# WHAT IS BEING ASKED
Lines containing the word "imagery": say how many there are in the listing, with only the number as the answer.

# MATERIAL FOR THE TASK
PR #3498, opened 2026-03-08
Adding DLRSD dataset

calebrob6:
Adding the DLRSD dataset from https://sites.google.com/view/zhouwx/dataset

This was used recently in the https://research.google/blog/accelerating-scientific-discovery-with-ai-powered-empirical-software/ and I thought it'd be cool if it was in torchgeo.

There are two datasets here, DLRSD is a version of UCM with semantic segmentation labels. DLRSD_multilabel is a version of UCM with multi-labels.

- [x] Will upload to hf here https://huggingface.co/datasets/torchgeo/dlrsd/tree/main when I get better internet.

E.g.:
```
from torchgeo.datasets.dlrsd import DLRSD, DLRSDMultilabel

ds = DLRSD(root="data/dlrsd")
ds.plot(ds[100])
plt.show()
plt.close()

ds = DLRSDMultilabel(root="data/dlrsd")
ds.plot(ds[100])
plt.show()
plt.close()
```

image

image

 

## Release Notes

* **New Features**
  * Added DLRSD semantic segmentation dataset supporting 2100 RGB images with 17 segmentation labels.
  * Added DLRSDMultilabel multi-label classification dataset with 17 scene classes.
  * Added data modules for both dataset variants with configurable train/validation/test splits and augmentation pipelines.
  * Added documentation and comprehensive test coverage for new datasets.


calebrob6:
Other things:
- There isn't a defined train/val/test split. The google paper I linked above uses random 80/20 train/test. Original paper "Performance Evaluation of Single-Label and Multi-Label Remote Sensing Image Retrieval Using a Dense Labeling Dataset" says random 80%/20% train/test by category.
- In the hf upload I've included the multilabel file (as csv instead of excel) as the images are identical between the original two dataset downloads
- ~I will add a fixed train/val/test split of 70/10/20~
  - I will add a datamodule that lets you do the 70/10/20 split with a seed parameter.

isaaccorley:
@coderabbitai review

adamjstewart:
> There are two datasets here, DLRSD is a version of UCM with semantic segmentation labels. DLRSD_multilabel is a version of UCM with multi-labels.

This is cool, I'm glad people are building on existing datasets. Similar to the instance segmentation polygons added to VHR-10 after it was released.

docs/api/datasets/benchmark.csv
```diff
@@ -14,6 +14,8 @@ Dataset,Task,Source,# Samples,# Classes,Size (px),Resolution (m),Bands,License
 :ref:`DFC2022`,S,Aerial,"3,981",15,"2,000x2,000",0.5,RGB,CC-BY-4.0
 :ref:`DIOR`,OD,Aerial,"23,463",20,"800x800",0.5,RGB,CC-BY-NC-4.0
 :ref:`DL4GAM`,S,"Sentinel-2","2,251 or 11,440","2","256x256","10","MSI",CC-BY-4.0
+:ref:`DLRSD`,S,USGS National Map,"2,100",17,256x256,0.3,RGB,public domain
+:ref:`DLRSD Multilabel`,C,USGS National Map,"2,100",17,256x256,0.3,RGB,public domain
```
adamjstewart: Were you able to find the license information, or is this just copied from UC Merced? I confirmed the license of UC Merced with the author, but it might be worth double checking with the authors of DLRSD too.

docs/api/datasets/dlrsd-multilabel.rst
adamjstewart, line 1: Wondering if we should combine both classes in a single documentation page since they share the same `dlrsd.py` file. You can still have multiple rows in `benchmark.csv` if you want, just use:
```rst
:ref:`DLRSD` Multilabel
```
for one of them.

tests/data/dlrsd/data.py
```diff
@@ -0,0 +1,95 @@
...
+# Copyright (c) TorchGeo Contributors. All rights reserved.
+# Licensed under the MIT License.
+
+import csv
+import os
+import shutil
+
+import numpy as np
+from PIL import Image
+from torchvision.datasets.utils import calculate_md5
```
adamjstewart: We no longer test the hashes of fake data, this could probably be removed.

tests/data/dlrsd/data.py
```diff
@@ -0,0 +1,95 @@
...
+    ]
+    csv_path = os.path.join(folder_path, 'multilabels.csv')
+    with open(csv_path, 'w', newline='') as f:
+        writer = csv.writer(f)
+        writer.writerow(header)
+        writer.writerows(csv_rows)
+
+    # Create archive
+    shutil.make_archive(os.path.join(root, 'DLRSD'), 'zip', root, 'DLRSD')
+    shutil.rmtree(folder_path)
```
adamjstewart: Not sure if we want this. When you run the trainer tests, does it unpack the zip file and leave extra files that aren't tracked by git? If so, we should add those to git.

tests/datasets/test_dlrsd.py
```diff
@@ -0,0 +1,124 @@
...
+from torch.utils.data import ConcatDataset
+
+from torchgeo.datasets import DLRSD, DatasetNotFoundError, DLRSDMultilabel
+
+
+class TestDLRSD:
+    @pytest.fixture
+    def dataset(self, monkeypatch: MonkeyPatch, tmp_path: Path) -> DLRSD:
+        url = os.path.join('tests', 'data', 'dlrsd') + os.sep
+        md5 = '6472a8d525ab11aa682f0fea86cbeb3a'
```
adamjstewart: Can ignore md5 patching, we no longer do this for any other datasets.

torchgeo/datamodules/dlrsd.py
```diff
@@ -0,0 +1,161 @@
...
+                    self.val_split_pct,
+                    self.test_split_pct,
+                ],
+                generator,
+            )
+        else:
+            self.train_dataset, self.test_dataset = random_split(
+                dataset, [1 - self.test_split_pct, self.test_split_pct], generator
+            )
+            self.val_dataset = self.train_dataset
```
adamjstewart, line 89: This seems like a bad idea. Why not always assert a proper train/val/test split?

torchgeo/datamodules/dlrsd.py
```diff
@@ -0,0 +1,161 @@
...
+
+
+class DLRSDMultilabelDataModule(NonGeoDataModule):
```
adamjstewart: Could probably be a subclass of DLRSDDataModule if you want to save some lines of code.

torchgeo/datasets/dlrsd.py
```diff
@@ -0,0 +1,553 @@
...
+    16. water
+
+    If you use this dataset in your research, please cite the following paper:
+
+    * https://doi.org/10.3390/rs10060964
+
+    .. versionadded:: 0.10
+    """
+
+    url = 'https://hf.co/datasets/torchgeo/dlrsd/resolve/073a50e4ec8f531510f0ee72f2cf953816e01fd7/'
```
adamjstewart: All new datasets in the TorchGeo HF require majority approval by the TorchGeo TSC before they can be added. In particular, this repo is missing any reference to the original source and licensing info. I would suggest moving to your private account before we figure out the licensing question and get approval.

torchgeo/datasets/dlrsd.py
```diff
@@ -0,0 +1,553 @@
...
+
+    filename = 'DLRSD.zip'
+    md5 = '2df826d636fb68bf36c0250ae62a9161'
```
adamjstewart: We could start using sha256 if you want, we no longer have to use md5. At some point I'll update all the HF datasets to sha256 since it's reported via the web interface.

torchgeo/datasets/dlrsd.py
```diff
@@ -0,0 +1,553 @@
...
+        labels_dir = os.path.join(root, self.directory, 'Labels')
+
+        for cls in sorted(os.listdir(images_dir)):
+            cls_images_dir = os.path.join(images_dir, cls)
+            cls_labels_dir = os.path.join(labels_dir, cls)
+            for img in sorted(os.listdir(cls_images_dir)):
+                if img.endswith('.tif'):
+                    self.image_fns.append(os.path.join(cls_images_dir, img))
+                    mask_fn = img.replace('.tif', '.png')
+                    self.mask_fns.append(os.path.join(cls_labels_dir, mask_fn))
```
adamjstewart: Could this whole thing be replaced by a glob?

torchgeo/datasets/dlrsd.py
```diff
@@ -0,0 +1,553 @@
...
+        Args:
+            index: index to return
+
+        Returns:
+            the image
+        """
+        path = self.image_fns[index]
+        with Image.open(path) as img:
+            array: np.typing.NDArray[np.int_] = np.array(img.convert('RGB'))
+            tensor = torch.from_numpy(array).permute((2, 0, 1)).to(torch.float32)
```
adamjstewart: Optional: einops.rearrange is preferred

torchgeo/datasets/dlrsd.py
```diff
@@ -0,0 +1,553 @@
...
+            if showing_predictions:
+                axs[2].set_title('Predictions')
+
+        if suptitle is not None:
+            plt.suptitle(suptitle)
+
+        return fig
+
+
+class DLRSDMultilabel(NonGeoDataset):
```
adamjstewart: Could have a shared mixin to avoid a lot of code duplication.

adamjstewart (changes requested):
Bunch of minor comments and major licensing question, everything else looks good!

torchgeo/datasets/dlrsd.py
adamjstewart: This also hits the question of whether or not datasets scraped from Google Earth high-res imagery are legal.

docs/api/datasets/benchmark.csv
calebrob6: The dataset is from here https://sites.google.com/view/zhouwx/dataset -- they don't provide a license, but use the UCM imagery.

tests/data/dlrsd/data.py
calebrob6: Out of curiosity, why not?

tests/datasets/test_dlrsd.py
calebrob6: Out of curiosity, why not?

torchgeo/datamodules/dlrsd.py
calebrob6: https://research.google/blog/accelerating-scientific-discovery-with-ai-powered-empirical-software/ uses an undefined 80/20 train/test split

torchgeo/datasets/dlrsd.py
calebrob6: Out of curiosity, why not? (I'm documenting this)

torchgeo/datasets/dlrsd.py
calebrob6: Maybe but I like to be explicit about the sorting

torchgeo/datasets/dlrsd.py
calebrob6: Why? permute should be faster

docs/api/datasets/benchmark.csv
adamjstewart: In that case the dataset is unlicensed and therefore not open source. We can't redistribute it via our HF, but you can use it at your own discretion. I would change the license to unknown until we get confirmation from the authors:
```suggestion
:ref:`DLRSD`,S,USGS National Map,"2,100",17,256x256,0.3,RGB,public domain
:ref:`DLRSD Multilabel`,C,USGS National Map,"2,100",17,256x256,0.3,RGB,
```

tests/data/dlrsd/data.py
adamjstewart: See #3367 and #3428

tests/datasets/test_dlrsd.py
adamjstewart: See #3367 and #3428

torchgeo/datamodules/dlrsd.py
adamjstewart: We can follow better practices than some silly _start-up_ 🙂

torchgeo/datasets/dlrsd.py
adamjstewart: MD5 is cryptographically insecure and can be broken. SHA256 has not yet been broken, which is why HF prefers it. It's also easier to calculate since you don't actually need to download the file and calculate it yourself, you can simply trust HF.

torchgeo/datasets/dlrsd.py
adamjstewart: Yes, you can sort a glob too. I'm talking about the doubly-nested os.listdir for-loop that could be removed.

torchgeo/datasets/dlrsd.py
adamjstewart: Compared to file I/O, both are $$\mathcal{O}(0)$$. Rearrange is more clear and more maintainable.

torchgeo/datamodules/dlrsd.py
calebrob6: I don't want to change this as the standard has been set by prior publications. Creating a fixed train/val/test might give worse results. The dataset is so small people should do multiple random runs.

isaaccorley (dismissed):
This LGTM and we probably do want to use the same split protocol that was proposed in the paper so that it's closer to the original

docs/api/datasets/benchmark.csv
```diff
@@ -14,6 +14,8 @@ Dataset,Task,Source,# Samples,# Classes,Size (px),Resolution (m),Bands,License
 :ref:`DFC2022`,S,Aerial,"3,981",15,"2,000x2,000",0.5,RGB,CC-BY-4.0
 :ref:`DIOR`,OD,Aerial,"23,463",20,"800x800",0.5,RGB,CC-BY-NC-4.0
 :ref:`DL4GAM`,S,"Sentinel-2","2,251 or 11,440","2","256x256","10","MSI",CC-BY-4.0
+:ref:`DLRSD`,S,USGS National Map,"2,100",17,256x256,0.3,RGB,public domain
+:ref:`DLRSD` Multilabel,C,USGS National Map,"2,100",17,256x256,0.3,RGB,public domain
```
adamjstewart: If I recall you confirmed the public domain license via email with the original dataset authors? Just trying to leave a paper trail in case anyone asks where this came from.

tests/datasets/test_dlrsd.py
```diff
@@ -0,0 +1,124 @@
...
+import pytest
+import torch
+import torch.nn as nn
+from pytest import MonkeyPatch
+from torch.utils.data import ConcatDataset
+
+from torchgeo.datasets import DLRSD, DatasetNotFoundError, DLRSDMultilabel
+
+
+class TestDLRSD:
```
adamjstewart, line 19: If the tests are basically identical for both classes, we could parametrize this like we do for EuroSAT and cut down total # lines by half.

torchgeo/datamodules/dlrsd.py
```diff
@@ -0,0 +1,100 @@
...
+    """LightningDataModule implementation for the DLRSD dataset.
+
+    Uses random train/val/test splits.
+
+    .. versionadded:: 0.10
+    """
+
+    std = torch.tensor(255)
+
+    _dataset_cls: type[NonGeoDataset] = DLRSD
```
adamjstewart: Could be:

```suggestion
    _dataset_cls: type[DLRSDBase] = DLRSD
```

torchgeo/datamodules/dlrsd.py
```diff
@@ -0,0 +1,100 @@
...
+    ) -> None:
+        """Initialize a new DLRSDDataModule instance.
+
+        Args:
+            batch_size: Size of each mini-batch.
+            num_workers: Number of workers for parallel data loading.
+            val_split_pct: Fraction of dataset to use for validation. If 0, the
+                train set is also used for validation.
+            test_split_pct: Fraction of dataset to use for testing.
+            seed: Random seed for reproducible train/val/test splits.
```
adamjstewart, line 45: We technically don't expose this in other datamodules, but probably should. NeurIPS is now getting more specific and asking for seed experiments which parts were random and which weren't.

torchgeo/datasets/dlrsd.py
```diff
@@ -0,0 +1,515 @@
...
+    def _extract(self) -> None:
+        """Extract the dataset."""
+        filepath = os.path.join(self.root, self.filename)
+        extract_archive(filepath)
+
+
+class DLRSD(DLRSDBase):
+    """DLRSD semantic segmentation dataset.
+
+    The `DLRSD <https://sites.google.com/view/zhouwx/dataset>`__
```
adamjstewart: A lot of this description is duplicated below, can we move this to the base class instead since it's shared? I realize this may confuse users who have to look in two places though. Especially for shorter things like "cite this paper" you could probably convince me to duplicate it.

torchgeo/datasets/dlrsd.py
```diff
@@ -0,0 +1,515 @@
...
+        Returns:
+            a matplotlib Figure with the rendered sample
+        """
+        image = einops.rearrange(sample['image'].numpy(), 'c h w -> h w c')
+        if image.max() > 1:
+            image = image.astype(np.float32) / 255.0
+
+        # Use a uint8 0-255 copy of the image for the segmentation overlay so
+        # that user transforms which normalize the tensor to [0, 1] don't
+        # produce a near-black overlay (draw_semantic_segmentation_masks
```
adamjstewart, line 312: We fixed this in datamodules (by reverting the normalization) but it's true that this doesn't help for user transforms. Another win for `quantile_normalization` 😉

torchgeo/datasets/dlrsd.py
```diff
@@ -0,0 +1,515 @@
...
+        super().__init__(root, transforms, download, checksum)
+
+        images_dir = os.path.join(root, self.directory, 'Images')
+        self.image_fns: list[str] = sorted(
+            glob.glob(os.path.join(images_dir, '*', '*.tif'))
+        )
+
+        self.multilabels: dict[str, list[int]] = {}
+        csv_path = os.path.join(root, self.directory, 'multilabels.csv')
+        with open(csv_path) as f:
```
adamjstewart: I used to use csv for this but switched to pandas after we made it required by default, may be a bit faster for larger files (but doesn't matter too much for this specific dataset).

adamjstewart (dismissed):
A few more comments on how we could get this from 900 lines to a more maintainable 700 lines but my main concerns have been addressed so I don't want you to wait too much longer for my review!

torchgeo/datasets/dlrsd.py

# ANSWER TO THE EXERCISE
2